Purtroppo come ho detto, si tratta del titolo diun saggio: l'espressione viene poi usata nel contesto di una discussione sulla pianificazione. "Il Master Plan viene realizzato sulla base della operante storia urbana e non sulla base delle tipologie edilizie".


----------



## AlabamaBoy

Hmm. Spero di non scrivere stupidaggini, però ci provo: The Master Plan is based on (historical) urban usage patterns rather than on building types.


----------



## Teerex51

AlabamaBoy said:


> Hmm. Spero di non scrivere stupidaggini, però ci provo: The Master Plan is based on (historical) urban usage patterns rather than on building types.



Makes a whole lot of sense to me, AyBee


----------



## Lorena1970

AlabamaBoy said:


> The Master Plan is based on (historical) urban usage patterns rather than on building types.


Concordo in toto! 

Si tratta di ragionare in termini di tessuto urbano storico e sue caratteristiche tipologiche/stratificazioni /elementi caratteristici e non in termini di sigoli edifici. In pratica "operante storia urbana" significa che le caratteristiche storiche e formative del tessuto urbano della città vengono riprese e rese "operative" anche nella pianificazione urbanistica contemporanea. Il concetto è complesso e l'ho espresso in parole molto povere.
_
"Il tema si estende alla richiesta di ampliamento non di un quartiere ma  di un'intera città: dal proporzionamento dell'insieme nel paesaggio  lagunare, all'articolazione dei quartieri, alla loro struttura nei  tessuti, al metro di questi, degli isolati e degli elementi in un ordine  tipico di spazi, di percorsi, di tessuti nel quartiere, di quartieri  nella città."_(wikipedia)

Detto ciò, se è un titolo nudo e crudo, bisogna trovare una traduzione sintetica in quanto è un termine tipicamente italiano...Tendo a concordare con Wikipedia e suggerire "*Operational Urban History*" (I added "urban". What do you think AB?)

"_In a broad sense there are three schools of urban morphology: Italian,  British, and French. The Italian school centres around the work of Saverio Muratori and dates from the 1940s. Muratori  attempted to develop an *'operational history'* for the cities he studied  (in particular Venice and Rome), which then provided the basis for the  integration of new architectural works in the syntax of the urban  tissue."_(wikipedia)

edit:"Operational Urban History" parrebbe essere la traduzione ufficiale (scopro anche io ora)... 
38.    Muratori, S. (1959) Study for an Operational Urban History of  Venice, Rome: Instituto Poligrafico dello Stato. 
39.    Muratori, S., Bollati, R., Bollati, S. and Marinucci, G. (1963)  Study for an Operational Urban History of Rome, Rome: Consiglio  Nazionale delle Ricerche. (E' un link cinese o giapponese, ma mi pare affidabile...)


----------



## AlabamaBoy

Lorena1970 said:


> Tendo a concordare con Wikipedia e suggerire "*Operational Urban History*" (I added "urban". What do you think AB?)
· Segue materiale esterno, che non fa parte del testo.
PR #21, opened 2020-08-06
Add unit tests for remaining functions except `signal`

chinandrew:
Summary of changes:
1. Unit tests added for all methods except for signal, which is incomplete and will be done in a different PR. All external calls are mocked out.
2. Slight correction to tests directory since the file wasn't in the right subdir.
3. Use the .pylintrc that was already present and remove redundant disables.
4. Rename github action to include "python"

Other notes
- Linting is disabled on test directory for now, but don't feel super strongly so open to debate. 
- Also side note is that the CI right now runs in ~30-1min with no multiplier, just to keep in mind for [billing](https://docs.github.com/en/github/setting-up-and-managing-billing-and-payments-on-github/about-billing-for-github-actions). We get a few thousand runs a month so I imagine it'll be fine for a while, but they tend to add up surprisingly quick. We can always alter the triggers if needed to reduce volume, as right now it runs on each commit to a PR and then once on merge.

### DIFF
--- a/.github/workflows/python_ci.yml
+++ b/.github/workflows/python_ci.yml
@@ -1,7 +1,7 @@
 # This workflow will install Python dependencies, run tests and lint with a variety of Python versions
 # For more information see: https://help.github.com/actions/language-and-framework-guides/using-python-with-github-actions
 
-name: Lint and Testing
+name: Python Lint and Testing
 
 on:
   push:
--- a/.github/workflows/python_ci.yml
+++ b/.github/workflows/python_ci.yml
@@ -28,7 +28,7 @@ jobs:
         pip install -r Python-packages/covidcast-py/requirements.txt
     - name: Lint with pylint
       run: |
-        pylint Python-packages/covidcast-py/covidcast/
+        pylint Python-packages/covidcast-py/covidcast/ --rcfile Python-packages/covidcast-py/.pylintrc
     - name: Test with pytest
       run: |
         pytest Python-packages/covidcast-py/
--- a/Python-packages/covidcast-py/covidcast/covidcast.py
+++ b/Python-packages/covidcast-py/covidcast/covidcast.py
@@ -9,7 +9,7 @@ import pandas as pd
 VALID_GEO_TYPES = {"county", "hrr", "msa", "dma", "state"}
 
 
-def signal(data_source, signal, start_day=None, end_day=None, geo_type="county",  # pylint: disable=R0913,W0621
+def signal(data_source, signal, start_day=None, end_day=None, geo_type="county",  # pylint: disable=W0621
            geo_values="*", as_of=None, issues=None, lag=None):
     """Download a Pandas data frame for one signal.
 
@@ -237,7 +237,7 @@ def metadata():
     return meta_df
 
 
-def _fetch_single_geo(data_source, signal, start_day, end_day, geo_type,  # pylint: disable=R0913,R0914,W0621
+def _fetch_single_geo(data_source, signal, start_day, end_day, geo_type,  # pylint: disable=W0621
                       geo_value, as_of, issues, lag):
     """Fetch data for a single geo.
 
--- a/Python-packages/covidcast-py/covidcast/covidcast.py
+++ b/Python-packages/covidcast-py/covidcast/covidcast.py
@@ -2,9 +2,8 @@
 import warnings
 from datetime import timedelta
 
-from delphi_epidata import Epidata
-
 import pandas as pd
+from delphi_epidata import Epidata
 
 VALID_GEO_TYPES = {"county", "hrr", "msa", "dma", "state"}
 
--- a/Python-packages/covidcast-py/tests/covidcast/test_covidcast.py
+++ b/Python-packages/covidcast-py/tests/covidcast/test_covidcast.py
@@ -7,13 +7,14 @@ from covidcast import covidcast
 
 
 def test_signal():
+    # TODO test happy path.
     with pytest.raises(ValueError):
         covidcast.signal("source", "signal", geo_type="not_a_real_geo")
-    # TODO Test happy path.
 
 
 @patch("delphi_epidata.Epidata.covidcast_meta")
 def test_metadata(mock_covidcast_meta):
+    # not generating full DF since most attributes used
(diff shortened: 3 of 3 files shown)


capnrefsmmat:
Thanks. Just to make sure I understand the docs correctly: by default, if we run out of GitHub Actions time, it just doesn't run until the next billing cycle, right? We don't get a surprise bill.

Also, bizarrely, the tests fail for me, even though debugging reveals the two data frames here match except for column order:

```
mock_covidcast = <MagicMock name='covidcast' id='140378474042480'>

    @patch("delphi_epidata.Epidata.covidcast")
    def test__fetch_single_geo(mock_covidcast):
        # not generating full DF since most attributes used
        mock_covidcast.side_effect = [{"result": 1,  # successful API response
                                       "epidata": [{'time_value': 20200622, 'issue': 20200724}],
                                       "message": "success"},
                                      {"result": 1,  # second successful API
                                       "epidata": [{'time_value': 20200821, 'issue': 20200925}],
                                       "message": "success"},
                                      {"message": "error: failed"},  # unsuccessful API response
                                      {"message": "success"}]  # no epidata
    
        # test happy path with 2 day range
>       assert covidcast._fetch_single_geo(
            None, None, date(2020, 4, 2), date(2020, 4, 3), None, None, None, None, None).equals(
                pd.DataFrame({"time_value": [datetime(2020, 6, 22), datetime(2020, 8, 21)],
                              "issue": [datetime(2020, 7, 24), datetime(2020, 9, 25)]}, index=[0, 0]))
E       AssertionError: assert False
E        +  where False = <bound method NDFrame.equals of        issue time_value\n0 2020-07-24 2020-06-22\n0 2020-09-25 2020-08-21>(  time_value      issue\n0 2020-06-22 2020-07-24\n0 2020-08-21 2020-09-25)
E        +    where <bound method NDFrame.equals of        issue time_value\n0 2020-07-24 2020-06-22\n0 2020-09-25 2020-08-21> =        issue time_value\n0 2020-07-24 2020-06-22\n0 2020-09-25 2020-08-21.equals
E        +      where        issue time_value\n0 2020-07-24 2020-06-22\n0 2020-09-25 2020-08-21 = <function _fetch_single_geo at 0x7fac6888aa60>(None, None, datetime.date(2020, 4, 2), datetime.date(2020, 4, 3), None, None, None, None, None)
E        +        where <function _fetch_single_geo at 0x7fac6888aa60> = covidcast._fetch_single_geo
E        +        and   datetime.date(2020, 4, 2) = date(2020, 4, 2)
E        +        and   datetime.date(2020, 4, 3) = date(2020, 4, 3)
E        +    and     time_value      issue\n0 2020-06-22 2020-07-24\n0 2020-08-21 2020-09-25 = <class 'pandas.core.frame.DataFrame'>({'issue': [datetime.datetime(2020, 7, 24, 0, 0), datetime.datetime(2020, 9, 25, 0, 0)], 'time_value': [datetime.datetime(2020, 6, 22, 0, 0), datetime.datetime(2020, 8, 21, 0, 0)]}, index=[0, 0])
E        +      where <class 'pandas.core.frame.DataFrame'> = pd.DataFrame

tests/covidcast/test_covidcast.py:56: AssertionError
========================================================= short test summary info =========================================================
FAILED tests/covidcast/test_covidcast.py::test__fetch_single_geo - AssertionError: assert False
======================================================= 1 failed, 5 passed in 0.86s =======================================================
```

chinandrew:
> Thanks. Just to make sure I understand the docs correctly: by default, if we run out of GitHub Actions time, it just doesn't run until the next billing cycle, right? We don't get a surprise bill.

That's my understanding, unless we've set up a nonzero spending limit. If we have a $0 limit and hit the quota, it should say something like "“The job was not started because the spending limit for Actions and Packages has been exceeded.” Should be able to check this in the Org Settings > Billing. That's also where the total use should be shown, as I think it's per-account, not per-repo, and I see the delphi-epidata also has one small job running on merge to master.

Also unrelated, but may be worth making the check required if we want to be safe on the merges (Repo Settings > Branches > Add Rule > Require Status Checks), but if it's just the two of us for now I don't feel strongly.


> Also, bizarrely, the tests fail for me, even though debugging reveals the two data frames here match except for column order:
I was actually wondering if this might happen since the dicts to generate the DFs are unordered. Let me changed to lists and we'll see if it still happens.

chinandrew:
> > Also, bizarrely, the tests fail for me, even though debugging reveals the two data frames here match except for column order:
> 
> I was actually wondering if this might happen since the dicts to generate the DFs are unordered. Let me changed to lists and we'll see if it still happens.

Actually since the function return is a json I instead added a function to sort df's before comparison. Let me know if it still fails. I'm a bit curious what factor causes it to pass on CI and for me locally but not you, but I guess that's what I get for thinking "works on my machine." 

Also at some point may be worth refactoring some of these more general utility/helper functions out on their own to decouple from the more specialized methods, but also going to leave it for now.

chinandrew:
> Test passes now. I'm on Python 3.6, which is the first version where dicts maintained their insertion order by default -- so probably the ordering changed between 3.5 (on CI) and 3.6.
> 
> I'm surprised `.equals` cares about column order; I would have thought column order doesn't matter in a data frame

That makes sense, good to know. To double check, we're working under 3.5 as the minimum version? 

Also two other notes on the CI:
1. You should be able to [skip the checks](https://docs.github.com/en/github/collaborating-with-issues-and-pull-requests/about-status-checks#checks) for commits if you want, such as if you're just changing documentation.
2. If there's a real concern with hitting the quota from just PRs, we can avoid having the other repos/workflows fail to deploy new master branches if we switch to a different CI (e.g. [Circle](https://circleci.com/)). That way if the second CI hits the free tier limit, there's no concern that the Github Actions will be affect unless they independently hit the quota, which seems unlikely. It's nice to standardize under one tool, but not a huge problem to run two CIs. I also wouldn't be opposed to just chipping in and buying a few thousand more runs each month if that becomes a problem.

capnrefsmmat:
> That makes sense, good to know. To double check, we're working under 3.5 as the minimum version?

Now that I check, I see `setup.py` declares the minimum version to be 3.6. Sorry, I got confused with the R package, where I used some feature only available in R 3.5.0 onward, and so 3.5 stuck in my head. We can go with Python 3.6, I think.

I think that the term should be consistent with published terminology. Unfortunately the wiki entry was made by anonymous user _124.188.29.27 _(Melbourne, Australia) and there are no references given for this terminology in the wiki entry. Almost all of the Google references to "operational history" refer to military operations. Failing any specific verifiable terminology, I chose something immediately understandable in English. 

EDIT: I did not see your links, and I can't access them from here because they are blocked. If the term was coined by S. Muratori, then if you use it, you need a footnote to the published paper.


----------



## Lorena1970

AlabamaBoy said:


> I think that the term should be consistent with published terminology (....)
> Failing any specific verifiable terminology, I chose something immediately understandable in English.



Have you seen my edit? *The last link* reports the title of Muratori's  essay translated into English. I think wikipedia link is quite well  done, though. I studied Muratori many years ago, even if I can't say I perfectly remember his theories, honestly...



AlabamaBoy said:


> If the term was coined by S. Muratori


Yes, the Italian term was coined by S.Muratori, and I assume its English translation was expressly done for his concept.
Why can't you access my links...? Sounds strange, they work perfectly...


----------



## AlabamaBoy

I did, but only after my post. Let me repeat, if this is terminology coined by Saverio Muratori, you have to footnote it, because it has no precise meaning in English by itself.


----------



## Lorena1970

AlabamaBoy said:


> ... if this is terminology coined by Saverio Muratori, you have to footnote it, because it has no precise meaning in English by itself.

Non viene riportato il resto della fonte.